Brief:
Below are the entries to work from; restate word for word the portion that opens with the line containing "body[base.SyncPropertyName] != nil" and closes with the line containing "body[BodyId] != nil", keeping both.
═════ Material for this exercise
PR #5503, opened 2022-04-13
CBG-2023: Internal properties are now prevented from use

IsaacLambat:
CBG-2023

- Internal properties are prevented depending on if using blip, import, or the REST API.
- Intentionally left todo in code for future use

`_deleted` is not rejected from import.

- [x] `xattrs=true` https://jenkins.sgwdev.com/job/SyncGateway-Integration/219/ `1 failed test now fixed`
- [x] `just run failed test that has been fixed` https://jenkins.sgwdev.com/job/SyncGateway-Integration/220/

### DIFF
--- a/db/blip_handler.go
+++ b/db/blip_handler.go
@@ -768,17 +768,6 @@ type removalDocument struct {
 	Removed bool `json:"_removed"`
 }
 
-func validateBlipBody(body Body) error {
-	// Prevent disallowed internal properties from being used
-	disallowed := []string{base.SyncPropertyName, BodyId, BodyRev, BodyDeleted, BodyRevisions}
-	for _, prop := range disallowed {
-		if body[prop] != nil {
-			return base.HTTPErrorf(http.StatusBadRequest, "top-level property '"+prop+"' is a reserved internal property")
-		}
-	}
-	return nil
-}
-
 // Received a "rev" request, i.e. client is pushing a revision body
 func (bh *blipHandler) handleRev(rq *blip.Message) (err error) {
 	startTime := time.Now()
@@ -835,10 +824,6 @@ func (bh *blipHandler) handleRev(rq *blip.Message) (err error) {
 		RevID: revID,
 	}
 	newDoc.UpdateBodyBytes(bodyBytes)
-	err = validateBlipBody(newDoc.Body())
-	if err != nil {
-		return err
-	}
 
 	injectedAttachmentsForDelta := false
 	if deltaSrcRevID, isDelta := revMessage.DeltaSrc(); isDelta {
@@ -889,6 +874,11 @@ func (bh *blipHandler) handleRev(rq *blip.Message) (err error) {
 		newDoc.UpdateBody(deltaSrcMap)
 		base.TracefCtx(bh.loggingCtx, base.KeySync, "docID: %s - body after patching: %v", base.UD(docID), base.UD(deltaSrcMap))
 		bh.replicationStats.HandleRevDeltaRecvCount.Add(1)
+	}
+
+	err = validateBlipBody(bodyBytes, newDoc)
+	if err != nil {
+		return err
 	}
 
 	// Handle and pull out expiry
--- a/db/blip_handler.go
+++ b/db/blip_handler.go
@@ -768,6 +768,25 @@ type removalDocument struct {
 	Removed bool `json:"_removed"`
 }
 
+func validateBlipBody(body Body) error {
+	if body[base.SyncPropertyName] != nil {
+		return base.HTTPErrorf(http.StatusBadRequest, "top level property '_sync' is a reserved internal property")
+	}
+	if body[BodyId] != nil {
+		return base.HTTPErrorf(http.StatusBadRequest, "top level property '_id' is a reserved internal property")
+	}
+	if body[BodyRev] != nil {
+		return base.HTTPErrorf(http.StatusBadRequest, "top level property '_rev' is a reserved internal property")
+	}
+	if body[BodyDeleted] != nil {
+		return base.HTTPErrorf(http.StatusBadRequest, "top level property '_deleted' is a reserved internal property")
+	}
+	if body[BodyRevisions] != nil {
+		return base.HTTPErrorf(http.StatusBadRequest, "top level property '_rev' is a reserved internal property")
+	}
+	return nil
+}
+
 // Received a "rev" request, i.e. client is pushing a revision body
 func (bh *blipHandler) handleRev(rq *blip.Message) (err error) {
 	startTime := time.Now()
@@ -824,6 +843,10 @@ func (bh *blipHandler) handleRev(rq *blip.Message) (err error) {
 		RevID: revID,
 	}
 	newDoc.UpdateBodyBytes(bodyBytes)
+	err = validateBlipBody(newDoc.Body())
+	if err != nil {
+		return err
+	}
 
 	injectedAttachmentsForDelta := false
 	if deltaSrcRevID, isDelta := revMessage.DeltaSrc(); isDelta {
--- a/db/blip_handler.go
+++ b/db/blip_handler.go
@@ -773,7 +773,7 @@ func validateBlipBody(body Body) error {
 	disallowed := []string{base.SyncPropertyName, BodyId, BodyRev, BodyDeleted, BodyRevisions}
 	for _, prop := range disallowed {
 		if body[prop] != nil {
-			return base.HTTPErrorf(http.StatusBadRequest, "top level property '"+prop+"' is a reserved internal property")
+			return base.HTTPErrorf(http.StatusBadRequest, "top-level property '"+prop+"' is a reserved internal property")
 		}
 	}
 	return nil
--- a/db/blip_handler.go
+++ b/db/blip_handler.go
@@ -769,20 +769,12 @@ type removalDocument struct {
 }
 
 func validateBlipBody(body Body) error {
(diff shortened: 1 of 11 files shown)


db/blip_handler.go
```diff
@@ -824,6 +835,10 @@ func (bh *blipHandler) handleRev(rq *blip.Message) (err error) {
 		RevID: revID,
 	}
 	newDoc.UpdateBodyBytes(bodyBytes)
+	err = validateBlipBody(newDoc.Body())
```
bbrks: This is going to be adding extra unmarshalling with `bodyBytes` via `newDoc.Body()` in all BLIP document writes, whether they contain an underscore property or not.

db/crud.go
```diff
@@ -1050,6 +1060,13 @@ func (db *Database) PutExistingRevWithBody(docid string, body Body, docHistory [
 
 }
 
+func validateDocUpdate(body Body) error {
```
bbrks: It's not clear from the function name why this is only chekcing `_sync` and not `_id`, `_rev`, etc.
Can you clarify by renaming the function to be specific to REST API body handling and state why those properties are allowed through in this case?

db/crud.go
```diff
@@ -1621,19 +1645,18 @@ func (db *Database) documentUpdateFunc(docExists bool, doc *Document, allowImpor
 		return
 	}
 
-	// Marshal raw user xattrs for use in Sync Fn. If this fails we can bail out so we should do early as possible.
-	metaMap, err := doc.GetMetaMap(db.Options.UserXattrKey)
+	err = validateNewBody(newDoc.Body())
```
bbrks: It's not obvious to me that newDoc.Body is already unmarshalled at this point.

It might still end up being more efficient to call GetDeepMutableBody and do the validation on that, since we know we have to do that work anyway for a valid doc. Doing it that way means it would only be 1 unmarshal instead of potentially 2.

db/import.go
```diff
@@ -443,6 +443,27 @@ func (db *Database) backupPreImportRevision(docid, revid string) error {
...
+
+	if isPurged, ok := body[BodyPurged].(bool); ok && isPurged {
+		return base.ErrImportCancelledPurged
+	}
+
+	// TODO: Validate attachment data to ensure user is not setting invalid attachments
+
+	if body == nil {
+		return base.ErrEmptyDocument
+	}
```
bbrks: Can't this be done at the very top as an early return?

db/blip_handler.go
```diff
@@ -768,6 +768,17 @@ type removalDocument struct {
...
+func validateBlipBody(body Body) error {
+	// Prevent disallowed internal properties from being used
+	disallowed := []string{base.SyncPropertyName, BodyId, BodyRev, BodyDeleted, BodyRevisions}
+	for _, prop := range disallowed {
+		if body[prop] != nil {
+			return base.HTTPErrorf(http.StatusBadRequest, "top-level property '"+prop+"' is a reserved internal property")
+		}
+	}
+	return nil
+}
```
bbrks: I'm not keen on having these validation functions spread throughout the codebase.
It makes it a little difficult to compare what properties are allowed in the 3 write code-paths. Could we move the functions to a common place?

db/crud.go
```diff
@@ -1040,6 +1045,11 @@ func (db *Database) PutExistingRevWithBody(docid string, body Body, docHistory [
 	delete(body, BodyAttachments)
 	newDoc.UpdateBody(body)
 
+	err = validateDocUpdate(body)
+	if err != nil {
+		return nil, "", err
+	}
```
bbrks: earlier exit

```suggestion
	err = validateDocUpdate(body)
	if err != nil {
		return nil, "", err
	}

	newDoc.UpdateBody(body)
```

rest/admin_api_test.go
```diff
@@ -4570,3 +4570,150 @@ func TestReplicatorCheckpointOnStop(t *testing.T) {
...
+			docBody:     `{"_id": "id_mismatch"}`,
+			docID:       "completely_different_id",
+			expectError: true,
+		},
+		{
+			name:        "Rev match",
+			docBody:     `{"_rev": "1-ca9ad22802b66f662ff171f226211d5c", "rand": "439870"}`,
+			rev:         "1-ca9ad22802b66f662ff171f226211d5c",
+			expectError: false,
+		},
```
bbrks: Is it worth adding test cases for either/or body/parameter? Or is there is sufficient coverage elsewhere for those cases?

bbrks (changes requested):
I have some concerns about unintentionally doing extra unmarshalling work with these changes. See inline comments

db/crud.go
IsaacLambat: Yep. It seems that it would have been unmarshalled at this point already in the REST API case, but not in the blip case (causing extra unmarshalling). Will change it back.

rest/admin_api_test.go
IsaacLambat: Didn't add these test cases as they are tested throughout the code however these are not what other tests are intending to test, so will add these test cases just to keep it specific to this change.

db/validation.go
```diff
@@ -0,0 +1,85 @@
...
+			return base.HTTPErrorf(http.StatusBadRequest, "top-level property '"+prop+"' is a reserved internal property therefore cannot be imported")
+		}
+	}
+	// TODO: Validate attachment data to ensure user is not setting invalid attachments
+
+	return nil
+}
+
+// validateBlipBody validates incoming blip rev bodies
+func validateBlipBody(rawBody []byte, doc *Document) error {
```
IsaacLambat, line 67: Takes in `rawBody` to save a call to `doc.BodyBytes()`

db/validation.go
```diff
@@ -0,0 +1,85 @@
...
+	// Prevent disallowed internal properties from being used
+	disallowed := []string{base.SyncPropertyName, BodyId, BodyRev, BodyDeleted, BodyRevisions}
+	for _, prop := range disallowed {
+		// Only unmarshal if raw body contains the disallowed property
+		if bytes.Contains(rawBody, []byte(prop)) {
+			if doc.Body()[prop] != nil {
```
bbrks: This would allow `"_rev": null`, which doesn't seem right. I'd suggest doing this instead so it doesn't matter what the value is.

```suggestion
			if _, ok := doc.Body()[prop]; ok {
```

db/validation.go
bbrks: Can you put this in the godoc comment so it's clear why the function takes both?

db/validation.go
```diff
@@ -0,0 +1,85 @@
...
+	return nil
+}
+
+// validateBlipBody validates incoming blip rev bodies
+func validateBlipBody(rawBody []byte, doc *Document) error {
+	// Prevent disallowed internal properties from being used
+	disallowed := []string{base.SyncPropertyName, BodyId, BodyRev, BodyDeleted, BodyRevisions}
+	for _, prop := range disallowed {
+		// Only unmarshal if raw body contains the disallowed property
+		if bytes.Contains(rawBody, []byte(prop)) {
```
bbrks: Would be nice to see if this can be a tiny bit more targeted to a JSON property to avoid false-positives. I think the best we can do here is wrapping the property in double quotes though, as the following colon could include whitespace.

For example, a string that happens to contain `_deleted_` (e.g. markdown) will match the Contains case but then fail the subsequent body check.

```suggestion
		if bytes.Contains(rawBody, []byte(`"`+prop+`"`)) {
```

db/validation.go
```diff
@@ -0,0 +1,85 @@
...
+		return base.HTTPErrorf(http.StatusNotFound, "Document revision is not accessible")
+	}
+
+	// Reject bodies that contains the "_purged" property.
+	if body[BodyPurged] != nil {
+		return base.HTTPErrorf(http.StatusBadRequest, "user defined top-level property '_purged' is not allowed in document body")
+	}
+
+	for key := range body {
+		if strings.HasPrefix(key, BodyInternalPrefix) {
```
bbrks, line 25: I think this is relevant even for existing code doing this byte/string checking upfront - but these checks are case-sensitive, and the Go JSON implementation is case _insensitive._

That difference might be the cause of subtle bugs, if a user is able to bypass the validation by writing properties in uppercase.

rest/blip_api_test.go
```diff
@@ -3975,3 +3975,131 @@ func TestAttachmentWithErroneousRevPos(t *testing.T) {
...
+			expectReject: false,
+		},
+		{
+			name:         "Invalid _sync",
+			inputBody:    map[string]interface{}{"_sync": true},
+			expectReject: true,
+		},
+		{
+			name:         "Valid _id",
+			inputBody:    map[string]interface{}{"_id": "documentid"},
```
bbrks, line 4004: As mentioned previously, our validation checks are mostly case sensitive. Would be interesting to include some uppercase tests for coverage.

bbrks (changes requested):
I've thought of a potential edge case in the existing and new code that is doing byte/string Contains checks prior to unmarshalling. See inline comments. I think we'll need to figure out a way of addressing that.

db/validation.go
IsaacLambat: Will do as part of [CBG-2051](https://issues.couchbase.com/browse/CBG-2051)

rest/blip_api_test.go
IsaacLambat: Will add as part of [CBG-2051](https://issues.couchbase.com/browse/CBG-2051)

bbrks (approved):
══════════
═════ Material for this exercise
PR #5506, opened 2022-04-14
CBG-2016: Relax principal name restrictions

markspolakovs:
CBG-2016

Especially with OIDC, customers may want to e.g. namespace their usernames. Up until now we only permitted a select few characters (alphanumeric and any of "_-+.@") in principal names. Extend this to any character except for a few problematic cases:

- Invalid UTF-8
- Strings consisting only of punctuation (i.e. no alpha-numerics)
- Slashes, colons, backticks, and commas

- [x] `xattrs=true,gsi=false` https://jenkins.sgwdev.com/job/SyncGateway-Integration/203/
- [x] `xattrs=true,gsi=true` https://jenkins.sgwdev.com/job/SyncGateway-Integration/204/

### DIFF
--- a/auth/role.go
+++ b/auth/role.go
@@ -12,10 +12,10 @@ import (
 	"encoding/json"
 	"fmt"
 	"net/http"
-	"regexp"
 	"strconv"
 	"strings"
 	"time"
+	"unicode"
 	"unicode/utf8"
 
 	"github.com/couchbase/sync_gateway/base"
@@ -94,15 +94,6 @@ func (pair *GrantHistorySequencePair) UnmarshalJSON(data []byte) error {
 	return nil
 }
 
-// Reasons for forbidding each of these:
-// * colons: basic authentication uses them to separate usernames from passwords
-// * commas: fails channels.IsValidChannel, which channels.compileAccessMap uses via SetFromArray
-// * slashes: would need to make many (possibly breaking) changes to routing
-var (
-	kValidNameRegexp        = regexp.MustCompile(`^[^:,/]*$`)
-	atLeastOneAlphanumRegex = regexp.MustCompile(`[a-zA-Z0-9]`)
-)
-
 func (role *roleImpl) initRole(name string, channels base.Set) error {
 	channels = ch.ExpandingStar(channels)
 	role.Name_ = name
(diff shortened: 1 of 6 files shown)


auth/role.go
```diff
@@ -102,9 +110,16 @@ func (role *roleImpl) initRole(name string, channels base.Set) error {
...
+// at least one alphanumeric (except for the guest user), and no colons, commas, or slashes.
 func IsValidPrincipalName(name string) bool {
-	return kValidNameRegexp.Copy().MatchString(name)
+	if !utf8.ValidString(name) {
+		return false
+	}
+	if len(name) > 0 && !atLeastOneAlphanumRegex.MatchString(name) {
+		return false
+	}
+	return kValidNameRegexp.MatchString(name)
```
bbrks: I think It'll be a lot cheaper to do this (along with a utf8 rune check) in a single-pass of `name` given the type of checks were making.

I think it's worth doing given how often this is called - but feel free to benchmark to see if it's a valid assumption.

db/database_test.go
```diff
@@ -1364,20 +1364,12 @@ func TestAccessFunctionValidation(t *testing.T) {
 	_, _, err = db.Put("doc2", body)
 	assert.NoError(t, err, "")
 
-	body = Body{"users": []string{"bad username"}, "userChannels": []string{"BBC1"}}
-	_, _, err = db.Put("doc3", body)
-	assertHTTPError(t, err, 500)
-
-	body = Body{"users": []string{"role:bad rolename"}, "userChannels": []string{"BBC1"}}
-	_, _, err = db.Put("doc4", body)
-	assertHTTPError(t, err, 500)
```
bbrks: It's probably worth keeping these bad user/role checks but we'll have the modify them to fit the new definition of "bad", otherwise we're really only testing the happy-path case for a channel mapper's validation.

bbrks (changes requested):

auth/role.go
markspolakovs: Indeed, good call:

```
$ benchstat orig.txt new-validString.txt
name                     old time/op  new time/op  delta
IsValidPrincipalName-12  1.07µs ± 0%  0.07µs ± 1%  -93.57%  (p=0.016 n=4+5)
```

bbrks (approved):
══════════
═════ Material for this exercise
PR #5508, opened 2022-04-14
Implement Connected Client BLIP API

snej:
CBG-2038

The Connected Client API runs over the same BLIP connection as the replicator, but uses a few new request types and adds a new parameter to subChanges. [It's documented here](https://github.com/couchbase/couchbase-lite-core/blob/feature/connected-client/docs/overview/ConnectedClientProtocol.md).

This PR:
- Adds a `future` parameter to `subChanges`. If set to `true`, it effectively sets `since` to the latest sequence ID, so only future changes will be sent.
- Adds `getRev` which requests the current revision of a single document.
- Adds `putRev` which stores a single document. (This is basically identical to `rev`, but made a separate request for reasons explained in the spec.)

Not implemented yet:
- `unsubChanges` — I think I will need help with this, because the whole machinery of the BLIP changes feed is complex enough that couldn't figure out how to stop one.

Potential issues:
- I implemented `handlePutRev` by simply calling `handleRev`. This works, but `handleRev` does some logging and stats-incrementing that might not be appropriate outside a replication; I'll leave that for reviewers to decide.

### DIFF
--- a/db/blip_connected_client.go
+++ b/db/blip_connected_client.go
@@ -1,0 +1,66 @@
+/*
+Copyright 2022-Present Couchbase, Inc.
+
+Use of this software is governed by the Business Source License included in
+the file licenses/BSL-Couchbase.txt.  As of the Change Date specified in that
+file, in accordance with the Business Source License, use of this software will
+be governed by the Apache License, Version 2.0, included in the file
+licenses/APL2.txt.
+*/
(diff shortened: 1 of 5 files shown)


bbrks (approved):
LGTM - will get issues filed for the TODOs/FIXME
══════════
Written answer:
+	if body[base.SyncPropertyName] != nil {
+		return base.HTTPErrorf(http.StatusBadRequest, "top level property '_sync' is a reserved internal property")
+	}
+	if body[BodyId] != nil {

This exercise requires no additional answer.